I've also payed by EMT and its been confirmed usually within an hour.


----------



## hardasmum (Apr 23, 2008)

Thanks for the replies. If it was here on GC I wouldn't think twice but it's a response from a Kijiji ad.


----------



## keto (May 23, 2006)

guitarman2 said:


> I have accepted EMT payments and have received the funds an hour or 2 after the buyer commited. I've never heard of it taking 14 days. Or even a couple days.
> I've also payed by EMT and its been confirmed usually within an hour.

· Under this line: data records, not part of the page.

PR #3028, opened 2026-06-10
fix(cozy-sharing): scroll members list in federated share dialogs

rezk2ll:
## Problem
The federated share dialogs keep overflow visible so the contact suggestions dropdown can pop over the dialog, which disables the dialog's native content scrolling. With many members the list grows past the viewport and pushes the Copy link and Share buttons off screen, with no way to reach them.

## Solution
Keep overflow visible for the dropdown, and pass the height constraint down the flex chain instead: the dialog content, its inner wrapper and the body become flex columns with min-height 0, and only the members list scrolls.

## demo
image

## Summary by CodeRabbit

* **Bug Fixes**
  * Members list in sharing dialogs now scrolls independently while suggestion dropdowns and overlays remain visible, improving usability.

* **Style**
  * Dialog layout and styling updated for consistent sizing and overflow behavior, resulting in a cleaner presentation and more reliable access-management interactions.

### DIFF
--- a/packages/cozy-sharing/src/components/FederatedFolder/FederatedFolderModal.jsx
+++ b/packages/cozy-sharing/src/components/FederatedFolder/FederatedFolderModal.jsx
@@ -186,10 +186,12 @@ const FederatedFolderModalContent = ({
       title={modalTitle}
       classes={{ paper: 'u-ov-visible' }}
       componentsProps={{
-        dialogContent: { className: 'u-ov-visible' }
+        dialogContent: {
+          className: styles['share-dialog-scrollable-content']
+        }
       }}
       content={
-        <div>
+        <div className={styles['share-dialog-scrollable-body']}>
           <div className="u-ph-2">
             <AntivirusAlert
               document={isSending ? frozenDoc : existingDocument}
@@ -240,7 +242,7 @@ const FederatedFolderModalContent = ({
             recipients={isSending ? frozenRecipients : existingRecipients}
             document={isSending ? frozenDoc : existingDocument}
             documentType="Files"
-            className="u-w-100"
+            className={styles['share-dialog-members']}
             onRevoke={revoke}
             link={displayedLink}
           />
--- a/packages/cozy-sharing/src/styles/share.styl
+++ b/packages/cozy-sharing/src/styles/share.styl
@@ -2,6 +2,39 @@
 @require 'components/popover.styl'
 @require 'settings/breakpoints.styl'
 
+// The federated share dialogs keep overflow visible so the contact
+// suggestions dropdown can pop over the dialog, which disables the dialog's
+// native scrolling. These classes pass the height constraint down through
+// the flex chain so only the members list scrolls.
+.share-dialog-scrollable-content
+    display flex
+    flex-direction column
+    min-height 0
+    // keep the contact suggestions dropdown visible over the dialog;
+    // !important to win over MUI's DialogContent overflow-y auto
+    overflow visible !important // @stylint ignore
+
+    // cozy-ui dialogs expose no componentsProps hook for their
+    // .dialogContentInner wrapper, but the classname is a stable contract:
+    // cozy-ui's own MUI theme overrides style it by name
+    > :global(.dialogContentInner) // @stylint ignore Naming imposed by cozy-ui
+        display flex
+        flex-direction column
+        flex 1 1 auto
+        min-height 0
+
+.share-dialog-scrollable-body
+    display flex
+    flex-direction column
+    flex 1 1 auto
+    min-height 0
+
+.share-dialog-members
+    flex 1 1 auto
+    min-height 0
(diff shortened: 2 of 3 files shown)


packages/cozy-sharing/src/styles/share.styl
```diff
@@ -2,6 +2,34 @@
...
+    flex-direction column
+    min-height 0
+
+    // targets cozy-ui FixedDialog's .dialogContentInner wrapper, the only
+    // div between the DialogContent and the dialog body we render
+    > div
+        display flex
+        flex-direction column
+        flex 1 1 auto
+        min-height 0
```
zatteo, line 24: The `> div` is risky and can break without any notice with a cozy-ui/MUI update. There are no other componentsProps/classname to leverage?

rezk2ll: yes we now laverage dialogContentInner

JF-Cozy (commented):
CozyDialogs naturally add scrollers for long content https://docs.cozy.io/cozy-ui/react/#/CozyDialogs we should probably remove (a lot?) css instead of adding it 🤔

rezk2ll:
> CozyDialogs naturally add scrollers for long content https://docs.cozy.io/cozy-ui/react/#/CozyDialogs we should probably remove (a lot?) css instead of adding it 🤔

hmm :thinking: native dialog scrolling is disabled here on purpose: c7338a7ca, you added u-ov-visible on the paper and DialogContent so the contact suggestions dropdown is not clipped by the dialog. 

Removing the CSS brings the native scroller back, but reintroduces that clipping (tested: in a short dialog, the dropdown gets cut at the dialog edge and adds a phantom scrollbar).

The clean way to end up with less CSS is to portal the suggestions dropdown out of the dialog, then u-ov-visible and this PR's CSS can all go. That touches ShareRecipientsInput, which the classic ShareModal also uses, so I'd rather do it as a follow-up. Happy to open it.

JF-Cozy:
> so the contact suggestions dropdown is not clipped by the dialog

yes maybe we can address this issue by an other way

rezk2ll:
just to compare @JF-Cozy 

### without the css

image


### with the css in the PR
image

JF-Cozy:
> just to compare @JF-Cozy

yes I know I remember the issue

packages/cozy-sharing/src/styles/share.styl
```diff
@@ -2,6 +2,35 @@
...
+// The federated share dialogs keep overflow visible so the contact
+// suggestions dropdown can pop over the dialog, which disables the dialog's
+// native scrolling. These classes pass the height constraint down through
+// the flex chain so only the members list scrolls.
+.share-dialog-scrollable-content
+    display flex
+    flex-direction column
+    min-height 0
+
+    // cozy-ui dialogs expose no componentsProps hook for their
```
JF-Cozy, line 17: cozy-ui provides no hook at all for wrappers, useCozyDialogs is not meant to be used in app. But provides some props for class overrides, maybe we can use componentsProps.dialogContent... and as we can override classnames of dialogTitle and dialogContent, we can also update cozy-ui to override dialogContentInner if necessary. Or maybe even deal with this case in cozy-ui dialogs itself 🤔 

We tend to remove custom css as much as possible. Adding all this will, maybe, lead us to a more complicated thing to maintain and modify.

packages/cozy-sharing/src/styles/share.styl
```diff
@@ -2,6 +2,35 @@
 @require 'components/popover.styl'
 @require 'settings/breakpoints.styl'
```
JF-Cozy, line 3: nit: not relative to this PR but I think this one is useless

packages/cozy-sharing/src/components/FederatedFolder/FederatedFolderModal.jsx
```diff
@@ -186,10 +187,15 @@ const FederatedFolderModalContent = ({
       title={modalTitle}
       classes={{ paper: 'u-ov-visible' }}
       componentsProps={{
-        dialogContent: { className: 'u-ov-visible' }
+        dialogContent: {
+          className: cx(
+            'u-ov-visible',
+            styles['share-dialog-scrollable-content']
```
JF-Cozy: if we use a specific class to do thing, we can remove u-classes and use it css directly in the class itself

packages/cozy-sharing/src/styles/share.styl
rezk2ll: That's an upstream cozy-ui change; it can't land in this PR regardless. This PR keeps the CSS scoped to cozy-sharing and works with today's cozy-ui

JF-Cozy: I don't understand... 🤔

JF-Cozy (approved):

Same, what is this 14 days nonsense? 1 hour would be OUTSIDE the norm...I've received funds probably 20 times this way (and sent as many or more) and half an hour is about average.


----------



## Chito (Feb 17, 2006)

With EMT or IEMT or as my bank calls it Interac e-transfer, the risk is always with the buyer that is unless you send the stuff you are selling first before getting paid. There is no pin, bank information, etc... nor does it take 14 days to process. As keto said, 1 hour is outside the norm. When you do an emt, all you need to send out the money is the other person's email address. You don't provide them any bank information nor they need to provide any other information other than their email address. When they receive the email, it asks them which bank they want to put the money in, and the rest is basically logging on to your online banking account and accepting the payment. It goes straight from the buyer's bank to the sellers bank with neither of you knowing each other's banking information. There is also a security word that you need to provide the person receiving the money which you have to provide that person. Otherwise they won't be able to transfer it to their account.

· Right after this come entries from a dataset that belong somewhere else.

PR #3029, opened 2026-06-10
fix(cozy-realtime): keep drive sharings new on background connections

rezk2ll:
## Problem
The stack marks a drive sharing as seen whenever a recipient connects to its realtime websocket, which was meant for the user opening the drive view. The dataproxy search indexer connects to every accepted drive within seconds, so auto-accepted sharings lose their new status before the user ever sees the sharings counter in Drive.

## Solution
cozy-realtime gains a `background` option that appends `background=true` to the drive realtime URL, and the search indexer in cozy-dataproxy-lib passes it so the stack keeps the sharing unseen (stack side: cozy/cozy-stack#4793). Connections without the option behave as before, so the drive folder view still clears the counter when the user opens the drive.

## Worth knowing
cozy-dataproxy-lib needs the cozy-realtime release containing this option; its peer range should be bumped to that version when it is published.

### DIFF
--- a/packages/cozy-dataproxy-lib/src/search/SearchEngine.ts
+++ b/packages/cozy-dataproxy-lib/src/search/SearchEngine.ts
@@ -245,9 +245,12 @@ export class SearchEngine {
   }
 
   private addSharedDriveRealtime(sharedDriveId: string): void {
+    // background: the indexer watches the drive without the user looking at
+    // it, so the stack must not mark the sharing as seen
     const realtime = new CozyRealtime({
       client: this.client,
-      sharedDriveId
+      sharedDriveId,
+      background: true
     })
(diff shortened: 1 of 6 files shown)


packages/cozy-dataproxy-lib/src/search/SearchEngine.ts
```diff
@@ -245,9 +245,12 @@ export class SearchEngine {
   }
 
   private addSharedDriveRealtime(sharedDriveId: string): void {
+    // background: the indexer watches the drive without the user looking at
+    // it, so the stack must not mark the sharing as seen
```
zatteo, line 249: nit: Useless comment (already properly documented in CozyRealtime.js)

zatteo (approved):

doubleface (approved):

I have not heard of any scam whatsoever except when you pay someone and they don't send you the stuff you bought. If you are the seller, I don't see any risk involved. All my transactions here at GC except for a few are paid through EMT.


----------



## Guitar101 (Jan 19, 2011)

As most have said. I wouldn't worry about any possible scams. If you wouldn't be able to sleep after you've sent the item, a quick call to your banking establishment may help to ease your mind before you put it in the mail.


----------



## fredyfreeloader (Dec 11, 2010)

Sorry! my error it was an e-cheque, it was sent on November 22/ 2012 cleared on December 3/ 2012, item arrived December 7/2012.


----------